#### PROBLEM TO WORK ON:
So that nothing is lost, restate each entry exactly as supplied.

INPUT MATERIAL START

PR #993, opened 2015-08-02
Update instructions to starting up regtest

Steve12code:
Using Regtest mode as documented fails, you must first define rpcuser and rpcpassword before executing the generate 101 command.

### DIFF
--- a/_includes/example_testing.md
+++ b/_includes/example_testing.md
@@ -57,6 +57,14 @@ environment.
 Bitcoin server starting
 {% endhighlight %}
 
+Create a file in the .bitcoin directory names bitcoin.conf. Populate with
+the following:
+
+~~~
+rpcuser=anyuser
+rpcpassword=anypswd
+~~~
+
 {% autocrossref %}
 
 Start `bitcoind` in regtest mode to create a private block chain.


Steve12code:
Following the developer example I was unable to get the regtest option working without first populating bitcoin.conf.   Altered doc to reflect this.

harding:
@Steve12code this is already document near the top of the page:

screenshot-bitcoin org 2015-08-01 21-44-03

Setting `rpcuser` shouldn't be necessary, so it isn't documented.

Would you consider it satisfactory for me to link to the above instructions from the testnet and regtest sections?

Steve12code:
@harding a link back to the beginning and having the document mention it up there could work.

I do still have an issue when I don't specify rpcuser.  I just took rpcuser out of the bitcoin.conf file and it has stopped working for me again. I am getting 
"error: incorrect rpcuser or rpcpassword (authorization failed)"
and have to add it back in.

If that is not how things are supposed to work perhaps there is a specific order the tasks have to be done?

harding:
@Steve12code if you start `bitcoind` with `rpcuser` set to a non-default value and then remove `rpcuser` from the config, it won't work.  You have to shutdown `bitcoind`, remove the `rpcuser` setting, and then restart `bitcoind`.  If that's what you did, can you let me know what version of Bitcoin Core you're using and what platform you're on?

I will add the links tomorrow.  Thanks.

Steve12code:
@harding 

Thanks, doing that enabled me to get it functioning without rpcuser.

May I also ask what is the supported way of stopping bitcoind?
When I issue 'bitcoind stop' it refers me to utilize bitcoin-cli.
When I issue 'bitcoin-cli stop' I get 'error: couldn't connect to server'

I ended up doing this 'killall -9 bitcoind', which worked but I'm sure is not ideal.

harding:
@Steve12code `killall -9 bitcoind` sends SIGKILL, which is a bad idea except if the daemon is not otherwise responding for a long time.  If Bitcoin Core is forcibly shutdown in the middle of certain operations, you will need to reindex the entire block chain the next time you start---which can take hours.

If you must use `kill` or `killall`, try using it without the `-9` to send SIGTERM.  Bitcoin Core will handle this gracefully and shutdown correctly within a few seconds (maybe up to 30 seconds on a computer with really slow file system syncs).

If you started `bitcoind` with the same rpcpassword and (optional) rpcuser as are currently used in the bitcoin.conf, then using `bitcoin-cli` as the same user should work.  As you said, the command `bitcoin-cli stop` should shutdown Bitcoin Core (again, this will take a few seconds).

I'm going to update the docs with the links in a few seconds and will close this pull when that's done.  The website will be updated within 15 minutes after that.  If you see any problems, you can continue commenting here.

PR #1006, opened 2015-08-10
Adding French communities links

ffmad:
added [French reddit](http://www.reddit.com/r/BitcoinFrance/), [facebook group](https://www.facebook.com/groups/BitcoinFrance/) and irc [#cryptofr](https://webchat.freenode.net/?channels=cryptofr) (way more active people there than in #bitcoin-fr)

would it be possible to add the major meetups too ?


harding:
I checked the subreddit and the IRC chatroom, and they both seemed reasonable to me.  The Facebook group required login and I don't have an account, but we already link to other Facebook groups so I guess it's ok.  A preview of the page with the new links highlighted can be found below.

In the absence of critical feedback, this will be merged on Saturday.

screenshot-btcorg localhost 2015-08-13 15-40-50

PR #3746, opened 2021-10-04
Update en.yml - grammar fix

git-sgmoore:
Grammar fix at line 300


crwatkins:
This change looks like a good idea.  Perhaps you could close #3745 and combine it with this PR.  Also, I think that entire description could use some better word smithing if you are up to it.

git-sgmoore:
Thank you for the response. I'll do that, and I'm happy to take a look at the rest of the section.

PR #3793, opened 2021-11-27
Add SBW

akumaigorodski:
This adds version 2 of Simple Bitcoin Wallet which is under active development again.


crwatkins:
@btcontract Thanks for your submission!   It looks like you are going back to your roots.   I'm fully expecting the next version to have a coin selection GUI that involves flicking disks around on the screen!  But seriously, it looks like another solid submission from our most prolific wallet submitter.

It might be a bit early for this, but I have some suggestions for your wallet description text.   Since you've decided to submit under the name SBW, I would recommend "SBW (Simple Bitcoin Wallet)" instead of what you have so that you lead with the proper name of the wallet.    I would also suggest removing "On top of that". I'm not really sure that adds anything and less words moves focus to the important ones.    One last suggestion is somehow changing the word "store".  We try not to lead users to believe that their coins are actually stored on their phone.

crwatkins:
Thanks @btcontract.  I apologize I wasn't very clear in what I wrote above.   I was suggesting replacing "Simple Bitcoin Wallet (aka SBW)" in the wallet description with "SBW (Simple Bitcoin Wallet)" since SBW is what you've chosen as the proper name.  You might want to start the description with the proper name.

crwatkins:
@btcontract Thanks!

INPUT MATERIAL END

#### EXERCISE OUTPUT:
PR #993, opened 2015-08-02
Update instructions to starting up regtest

Steve12code:
Using Regtest mode as documented fails, you must first define rpcuser and rpcpassword before executing the generate 101 command.

### DIFF
--- a/_includes/example_testing.md
+++ b/_includes/example_testing.md
@@ -57,6 +57,14 @@ environment.
 Bitcoin server starting
 {% endhighlight %}
 
+Create a file in the .bitcoin directory names bitcoin.conf. Populate with
+the following:
+
+~~~
+rpcuser=anyuser
+rpcpassword=anypswd
+~~~
+
 {% autocrossref %}
 
 Start `bitcoind` in regtest mode to create a private block chain.


Steve12code:
Following the developer example I was unable to get the regtest option working without first populating bitcoin.conf.   Altered doc to reflect this.

harding:
@Steve12code this is already document near the top of the page:

screenshot-bitcoin org 2015-08-01 21-44-03

Setting `rpcuser` shouldn't be necessary, so it isn't documented.

Would you consider it satisfactory for me to link to the above instructions from the testnet and regtest sections?

Steve12code:
@harding a link back to the beginning and having the document mention it up there could work.

I do still have an issue when I don't specify rpcuser.  I just took rpcuser out of the bitcoin.conf file and it has stopped working for me again. I am getting 
"error: incorrect rpcuser or rpcpassword (authorization failed)"
and have to add it back in.

If that is not how things are supposed to work perhaps there is a specific order the tasks have to be done?

harding:
@Steve12code if you start `bitcoind` with `rpcuser` set to a non-default value and then remove `rpcuser` from the config, it won't work.  You have to shutdown `bitcoind`, remove the `rpcuser` setting, and then restart `bitcoind`.  If that's what you did, can you let me know what version of Bitcoin Core you're using and what platform you're on?

I will add the links tomorrow.  Thanks.

Steve12code:
@harding 

Thanks, doing that enabled me to get it functioning without rpcuser.

May I also ask what is the supported way of stopping bitcoind?
When I issue 'bitcoind stop' it refers me to utilize bitcoin-cli.
When I issue 'bitcoin-cli stop' I get 'error: couldn't connect to server'

I ended up doing this 'killall -9 bitcoind', which worked but I'm sure is not ideal.

harding:
@Steve12code `killall -9 bitcoind` sends SIGKILL, which is a bad idea except if the daemon is not otherwise responding for a long time.  If Bitcoin Core is forcibly shutdown in the middle of certain operations, you will need to reindex the entire block chain the next time you start---which can take hours.

If you must use `kill` or `killall`, try using it without the `-9` to send SIGTERM.  Bitcoin Core will handle this gracefully and shutdown correctly within a few seconds (maybe up to 30 seconds on a computer with really slow file system syncs).

If you started `bitcoind` with the same rpcpassword and (optional) rpcuser as are currently used in the bitcoin.conf, then using `bitcoin-cli` as the same user should work.  As you said, the command `bitcoin-cli stop` should shutdown Bitcoin Core (again, this will take a few seconds).

I'm going to update the docs with the links in a few seconds and will close this pull when that's done.  The website will be updated within 15 minutes after that.  If you see any problems, you can continue commenting here.

PR #1006, opened 2015-08-10
Adding French communities links

ffmad:
added [French reddit](http://www.reddit.com/r/BitcoinFrance/), [facebook group](https://www.facebook.com/groups/BitcoinFrance/) and irc [#cryptofr](https://webchat.freenode.net/?channels=cryptofr) (way more active people there than in #bitcoin-fr)

would it be possible to add the major meetups too ?


harding:
I checked the subreddit and the IRC chatroom, and they both seemed reasonable to me.  The Facebook group required login and I don't have an account, but we already link to other Facebook groups so I guess it's ok.  A preview of the page with the new links highlighted can be found below.

In the absence of critical feedback, this will be merged on Saturday.

screenshot-btcorg localhost 2015-08-13 15-40-50

PR #3746, opened 2021-10-04
Update en.yml - grammar fix

git-sgmoore:
Grammar fix at line 300


crwatkins:
This change looks like a good idea.  Perhaps you could close #3745 and combine it with this PR.  Also, I think that entire description could use some better word smithing if you are up to it.

git-sgmoore:
Thank you for the response. I'll do that, and I'm happy to take a look at the rest of the section.

PR #3793, opened 2021-11-27
Add SBW

akumaigorodski:
This adds version 2 of Simple Bitcoin Wallet which is under active development again.


crwatkins:
@btcontract Thanks for your submission!   It looks like you are going back to your roots.   I'm fully expecting the next version to have a coin selection GUI that involves flicking disks around on the screen!  But seriously, it looks like another solid submission from our most prolific wallet submitter.

It might be a bit early for this, but I have some suggestions for your wallet description text.   Since you've decided to submit under the name SBW, I would recommend "SBW (Simple Bitcoin Wallet)" instead of what you have so that you lead with the proper name of the wallet.    I would also suggest removing "On top of that". I'm not really sure that adds anything and less words moves focus to the important ones.    One last suggestion is somehow changing the word "store".  We try not to lead users to believe that their coins are actually stored on their phone.

crwatkins:
Thanks @btcontract.  I apologize I wasn't very clear in what I wrote above.   I was suggesting replacing "Simple Bitcoin Wallet (aka SBW)" in the wallet description with "SBW (Simple Bitcoin Wallet)" since SBW is what you've chosen as the proper name.  You might want to start the description with the proper name.

crwatkins:
@btcontract Thanks!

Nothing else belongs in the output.